JL: (Laughs.) Right! How do you feel about the machine learning in our own lives, like Alexa and Siri? Do you use those technologies?
SA: I don’t too much.
JL: Why not?
SA: The quickest answer is that just generationally, I’m not used to using those technologies. But also, being somewhat knowledgeable, I find the tech world very invasive of privacy. Maybe in 20 years people will think nothing of it, but to me it feels invasive. I turn off a lot of invasive things in my browser for example. I worry about the privacy implications of all this.
JL: I find this is true from a lot of people who are well-versed in technology. It seems like the more you know, the more on guard you are about privacy invasions in particular.

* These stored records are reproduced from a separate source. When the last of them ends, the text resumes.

PR #195, opened 2025-01-24
Move ba data into 'evals' subdir instead of 'python'.

athas:
This is consistent with the other evals, and is also more sensible: a bunch of data files is not Python code.


samestep (approved):
Awesome, thanks! I've been meaning to do this for a while, but kept forgetting.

SA: It reminds me of when I was an undergrad at MIT, and one day I was standing waiting for an elevator next to a professor of mine. He was older than me, obviously, a fair bit. The elevator was about to leave, and I stuck my hand in, to open the door again.
He looked at me, and he said, “I’m an engineer. I would never do that.”
JL: When you know too much, right?
SA: Yes, and you know that all these systems can fail.